One morning, in the dead of winter, three German soldiers are dispatched into the frozen Polish countryside. They have been charged by their commanders to track down and bring back for execution ‘one of them’ – a Jew.
This is a quick, utterly gripping read and an almost perfect example of how saying very little can sometimes say everything.
Three German soldiers, soul-weary from participating in Nazi shooting gangs, get themselves elected one morning to go into the winter-locked woods instead. This for them is as close to a day off as they will get and they are determined to enjoy it as much as they can. However, in return they must hunt out Jews for imprisonment. It may be a day off from hollow-eyed execution, and so long as they find at least one (they rarely refer to their prey expressly) they can prove themselves worthy of another day away. But the one Jew they do find will have them questioning every action they have ever made and wondering if they would have been better off staying at camp.
As a reader, right from the beginning you are questioning what you would do in this position. Which route would you chose?

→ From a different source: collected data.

PR #380, opened 2023-12-26
fix: display the correct error message when calling .listen outside of bun

paperdave:
There was code to display this message but it didn't get hit because a second check which wasn't written correctly errors out first.

```diff
- ReferenceError: Bun is not defined
+ Error: .listen() is designed to run on Bun only. If you are running Elysia in other environment please use a dedicated plugin or export the handler via Elysia.fetch
```

Tested manually in Node. Attempted to test in Deno but their `--unstable-byonm` flag didn't seem to work, though it is possible to load the library through npm.

### DIFF
--- a/src/index.ts
+++ b/src/index.ts
@@ -3973,7 +3973,10 @@ export default class Elysia<
 		options: string | number | Partial<Serve>,
 		callback?: ListenCallback
 	) => {
-		if (!Bun) throw new Error('Bun to run')
+		if (typeof Bun === 'undefined')
+			throw new Error(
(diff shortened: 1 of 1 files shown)


src/index.ts
```diff
@@ -3973,7 +3973,10 @@ export default class Elysia<
 		options: string | number | Partial<Serve>,
 		callback?: ListenCallback
 	) => {
-		if (!Bun) throw new Error('Bun to run')
+		if (typeof Bun === 'undefined')
+			throw new Error(
+				'.listen() is designed to run on Bun only. If you are running Elysia in other environment please use a dedicated plugin or export the handler via Elysia.fetch'
```
ThatOneCalculator, line 3978: "... designed to only run in Bun" sounds a bit better  instead of "...designed to run on Bun" imo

The anonymity of one unthinkable job you can shoulder with other men? Or the more palpable task of having to look your (fewer) victims in the eyes, but with the knowledge your hands, for now, stay clean of blood.
This is the basic premise of Mingarelli’s small but succinct story – humans desperately struggling to find meaning in their own hideous actions – any sense of appeasement is clung to as the men try to weigh up different evils to see which one may lay lighter on their hearts. That they are having to make this decision at all will have your jaw tight with the same anxiety and helplessness.
Most of the story (I keep wanting to write play as I think it would work brilliantly on stage) takes place in a small abandoned building, where the men take refuge from the weather with the one Jewish captive they have managed to find. Hungry and cold, they set about trying to find things to burn in order to eat the small amount of food they have with them. What follows is one of the most striking examinations of humanity I have ever read. As almost everything in the place gets smashed into splinters, the minds of the men too become fractured, split and tortured.
A stranger – a Polish anti-Semite and his dog – joins them, adding to the almost silent tension of the room. More questions are asked, should he be thrown out? What level of hate do we have for him and how much compassion can we show in relation? Is the enemy of our enemy our friend no matter how distasteful we find him? And should we therefore tolerate his behaviour towards the Jew as our own intentions for him are so horrific? Do we all need to agree on a course of action or are we so far removed from consensus and accountability now that we can act independently without retribution?
The Jewish captive is held in a side room and is rarely physically in a scene, but his presence pervades everything. As a meal cooks painfully slowly over the fire our narrator is tormented by him and especially by the embroidered snowflake on the Jewish man’s hat. This one snowflake is a symbol of the humanity, dignity and love that the Nazis so desperately tried to erase from so many people. But no matter how much the narrator tries to ignore it, faced with the fierce hatred of the Polish man and his own weakening resolve, he knows that this simply stitched snowflake may just save the man’s life – if, that is, someone dares add the question of his future to the growing list for debate.
Taylor’s simple translation holds you in the narrator’s mind throughout – these men aren’t poets and can only view their extraordinary situation in very basic terms. There are few whimsically drawn phrases here, you don’t need to be an academic to wander around this man’s conscience; You can instead very easily, and perhaps rather frighteningly, relate to this regular person trying his best to navigate a blistering array of emotions over a very short period of time. Mingarelli and Taylor do this masterfully and anyone who has read The Reader by Bernhard Schlink will find their own emotions manipulated in a similar way.
A striking story, simply told, that will have you struggling with your picture of history and, had the cards been dealt differently, questioning what role you would have played in this scene.